The response must reproduce exactly every line of the material below holding the word "Printf".

**Data extract**
::::::::

PR #75, opened 2025-08-20
Add NPC Scripts

ErwinsExpertise:
This PR will add a ton of additional NPC scripts to the source. Rather than updated by hand I found a tool to run it through an llm and convert them. 

They were all converted using [this converter](https://github.com/lastbattle/gpt_stateless_npc_converter/tree/main) and it was hooked up to a full size 'kimi-k2-instruct' model to ensure the best possible outcome. I've tested *most* of the scripts and they all seem to work. There might be some with functions that need to be implemented, but I've looked and implemented any that weren't already. 

You can see the prompt used on my fork here:
https://github.com/ErwinsExpertise/gpt_stateless_npc_converter/blob/main/prompts/2_system.txt

### DIFF
--- a/channel/script.go
+++ b/channel/script.go
@@ -191,6 +191,36 @@ func (tracker *npcChatStateTracker) popState() {
 	tracker.lastPos--
 }
 
+func (tracker *npcChatStateTracker) currentSelection() int32 {
+	if tracker.selection >= 0 && tracker.selection < len(tracker.selections) {
+		return tracker.selections[tracker.selection]
+	}
+	if len(tracker.selections) > 0 {
+		return tracker.selections[len(tracker.selections)-1]
+	}
+	return 0
+}
+
+func (tracker *npcChatStateTracker) currentInputString() string {
+	if tracker.input >= 0 && tracker.input < len(tracker.inputs) {
+		return tracker.inputs[tracker.input]
+	}
+	if len(tracker.inputs) > 0 {
+		return tracker.inputs[len(tracker.inputs)-1]
+	}
+	return ""
+}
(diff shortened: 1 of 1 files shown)


Hucaru:
This is one of the times where using an LLM is actually a good choice!

I am going to asume the LLM is correct and am not going to check the scripts. Have you done any testing on a sample of these scripts?

Are you ok with leaving this PR up and having it go in after I merge in my guild PR? I only have a few things left to implement and then merge in master and resolve conflicts.

Hucaru:
> > This is one of the times where using an LLM is actually a good choice!
> > I am going to asume the LLM is correct and am not going to check the scripts. Have you done any testing on a sample of these scripts?
> > Are you ok with leaving this PR up and having it go in after I merge in my guild PR? I only have a few things left to implement and then merge in master and resolve conflicts.
> 
> That sounds great to me!
> 
> Most of the scripts are correct, and if there were missing functions it was instructed to make a script as such:
> 
> ```
> npc.sendOk("NPC ID is not yet implemented.")
> ```
> 
> I used another script to check the NPC id's from NX and remove any NPC's that don't exist in the wz file to ensure there aren't any extras. I'm going to keep going through and finding functions I might have missed and implement them. I'm also going to start experimenting with quests.

I started looking at quests before I got sidelined a long time ago but you can see how the client handles quests and their state from looking at the player login packet https://github.com/Hucaru/Valhalla/blob/master/channel/player.go#L1813. I think reactors are also a good one to look into at the same time as some only spawn if a quest is active I believe (it was a few years ago I looked into them).

PR #76, opened 2025-08-20
Write‑behind persistence for character state + reliable disconnect saves

ErwinsExpertise:
This PR makes character saving more reliable and a lot lighter on the database. Instead of writing to the DB on every stat change, we mark only the fields that changed and let a background saver coalesce those updates over a short window. That means AP/SP clicks, mesos adjustments, and other frequent changes get merged and written once, touching only the relevant columns. On disconnect (graceful or not), we now look up the player for that socket, flush any pending changes, and do a final checkpoint save so progress isn’t lost. There’s also a periodic autosave and a shutdown checkpoint to bound worst‑case loss even further. Skill upserts have been fixed so level and cooldown actually update, and quick updates consistently target rows by primary key.
Under the hood, this separates “gameplay state” from “durability.” The player object remains focused on game logic, while a small write‑behind component owns when and how data hits the DB. That separation lets us debounce, batch, and write only what changed, which scales far better than writing directly from the main player struct on every adjustment. It also makes lifecycle moments—disconnects, autosaves, shutdown—easy places to flush safely without hammering the database.


channel/session.go
```diff
@@ -0,0 +1,53 @@
...
+	plr := detachSession(conn)
+	if plr == nil {
+		return
+	}
+	defer func() {
+		if r := recover(); r != nil {
+			log.Printf("panic during OnDisconnect logout for player %d: %v", plr.id, r)
+		}
+	}()
+	plr.Logout("disconnect")
```
Hucaru: I think this can be done in the main thread. If `plr.Logout` is changed from a pointer receiver to a copy receiver then it is thread safe and you can invoke it via `go plr.logout("disconnect)`. This way the session registry won't be needed

channel/player.go
```diff
@@ -1059,6 +1081,27 @@ func (d player) displayBytes() []byte {
 	return pkt
 }
 
+// Logout flushes coalesced state and does a full checkpoint save.
+func (d *player) Logout(reason string) {
+	log.Printf("player(%d) logout: %s", d.id, reason)
```
Hucaru: I think we should avoid writing to stdout as much as possible (preferebly just errors)

channel/saver.go
```diff
@@ -0,0 +1,329 @@
...
+	DirtyEXP
+	DirtyMap
+	DirtyJob
+	DirtyLevel
+	DirtyStr
+	DirtyDex
+	DirtyInt
+	DirtyLuk
+	DirtyFame
+)
```
Hucaru, line 35: I think you want to also add the following fields to snapshot
```
	equipSlotSize byte
	useSlotSize   byte
	setupSlotSize byte
	etcSlotSize   byte
	cashSlotSize  byte

	miniGameWins, miniGameDraw, miniGameLoss, miniGamePoints int32
	buddyListSize byte
```

You could probably ignore slot size as I imagine they won't change that often but maybe minigames might?

channel/saver.go
```diff
@@ -0,0 +1,329 @@
...
+// pendingSave is a coalesced, debounced update for one character.
+type pendingSave struct {
+	due  time.Time
+	bits DirtyBits
+	snap snapshot
+}
+
+// Saver batches and persists character updates.
+type Saver struct {
+	mu      sync.Mutex
```
Hucaru: I think this should take advantage of the job submit pattern instead of using mutex with the `persist` function call taking a copy and being executed via `go persist`

channel/saver.go
```diff
@@ -0,0 +1,329 @@
...
+	pending map[int32]*pendingSave // charID -> pendingSave
+	ticker  *time.Ticker
+	stopCh  chan struct{}
+}
+
+// SaverInstance is the global saver used by the channel server.
+var SaverInstance *Saver
+
+// StartSaver boots the saver loop; should be called once at startup.
+func StartSaver() {
```
Hucaru: I think changing this to a package `init()` function would be more idiomatic

channel/saver.go
```diff
@@ -0,0 +1,329 @@
...
+// Saver batches and persists character updates.
+type Saver struct {
+	mu      sync.Mutex
+	pending map[int32]*pendingSave // charID -> pendingSave
+	ticker  *time.Ticker
+	stopCh  chan struct{}
+}
+
+// SaverInstance is the global saver used by the channel server.
+var SaverInstance *Saver
```
Hucaru: I think a better singleton pattern would be not to export this variable or the type and use functions to perform the work

channel/server.go
```diff
@@ -302,3 +300,35 @@ func (server *Server) ClientDisconnected(conn mnet.Client) {
...
+	flushTick := time.NewTicker(30 * time.Second)
+
+	go func() {
+		defer flushTick.Stop()
+		for {
+			select {
+			case <-ctx.Done():
+				return
+			case <-flushTick.C:
+				for _, p := range server.players {
```
Hucaru: I don't think this access is thread safe. To make it thread safe the go function should submit the flush iteration back as a job onto the main thread

ErwinsExpertise: @Hucaru pushed some changes to do this. Let me know what you think

Hucaru (approved):

channel/server.go
Hucaru: The implementation is fine. Another way of doing the same thing would be to use a ticker e.g. 
```
go func() {
    ticker := time.NewTicker(time)
    select {
        case t := <-ticker.C:
            // submit job to dispatch
    }
}

```

PR #77, opened 2025-08-21
Quest system

ErwinsExpertise:
This PR will add pretty much full support for quest systems. 99% of the actual handling is done client side, but there's still a few things we have to do like keep track of in-progress/completed quests. We also do requirement checks, and the reward system.


channel/quests.go
```diff
@@ -0,0 +1,256 @@
...
+	}
+	out := make([]quest, 0, len(q.completed))
+	for _, v := range q.completed {
+		out = append(out, v)
+	}
+	return out
+}
+
+// Runtime update packets
+func packetCompleteQuest(questID int16) mpacket.Packet {
```
Hucaru: It would be preferable if the function names where `packetQuest....` makes it easier when searching for quest related packets and if a developer is using code completion

channel/quests.go
```diff
@@ -0,0 +1,256 @@
...
+import (
+	"time"
+
+	"github.com/Hucaru/Valhalla/common"
+	"github.com/Hucaru/Valhalla/common/opcode"
+	"github.com/Hucaru/Valhalla/mpacket"
+)
+
+const (
+	QUEST_LOST_ITEM = 0x00
```
Hucaru: Constants are lower case (unexported) and use camel case like rest of codebase

channel/pools.go
```diff
@@ -428,6 +447,16 @@ func rollDrop(r *rand.Rand, baseChance int64, rate float32) bool {
 	return r.Int63n(denom) < scaled
 }
 
+func (d *player) allowsQuestDrop(qid int32) bool {
```
Hucaru: Function should probably live in `player.go`

channel/player.go
```diff
@@ -1398,36 +1419,313 @@ func (d *player) loadAndApplyBuffSnapshot() {
...
 		log.Println("loadBuffSnapshot rows:", err)
 		return
 	}
 
+	if len(toDelete) > 0 {
+		var b strings.Builder
+		b.WriteString("DELETE FROM character_buffs WHERE characterID=? AND sourceID IN (")
+		for i := range toDelete {
+			if i > 0 {
+				b.WriteByte(',')
```
Hucaru, line 1460: Would prefer hex codes rather than ascii unless the ascii representation contains meaning?

channel/handlers.go
```diff
@@ -779,7 +800,24 @@ func (server Server) warpPlayer(plr *player, dstField *field, dstPortal portal)
 	// plr.mapPos = dstPortal.id
 	plr.pos = dstPortal.pos
 
-	plr.send(packetMapChange(dstField.id, int32(server.id), dstPortal.id, plr.hp)) // plr.ChangeMap(dstField.ID, dstPortal.ID(), dstPortal.Pos(), foothold)
+	spawnIdx, idxErr := dstInst.calculateNearestSpawnPortalID(dstPortal.pos)
+	if idxErr != nil {
+		spawnIdx = dstPortal.id
+	}
+
+	packetMapChange := func(mapID int32, channelID int32, mapPos byte, hp int16) mpacket.Packet {
```
Hucaru: Don't we already have this packet defined elsewhere? If not then it should be added to this file as a function

channel/quests.go
ErwinsExpertise: Sorry about that! I actually meant to put them all in the internal package but forgot.

internal/codes.go
Hucaru, line 1: I would place these constants in https://github.com/Hucaru/Valhalla/blob/master/constant/constants.go#L103 the internal opcodes are the interserver communication not client

ErwinsExpertise: @Hucaru Ah okay, I moved them.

::::::::

**Solution to the exercise**
+			log.Printf("panic during OnDisconnect logout for player %d: %v", plr.id, r)
+	log.Printf("player(%d) logout: %s", d.id, reason)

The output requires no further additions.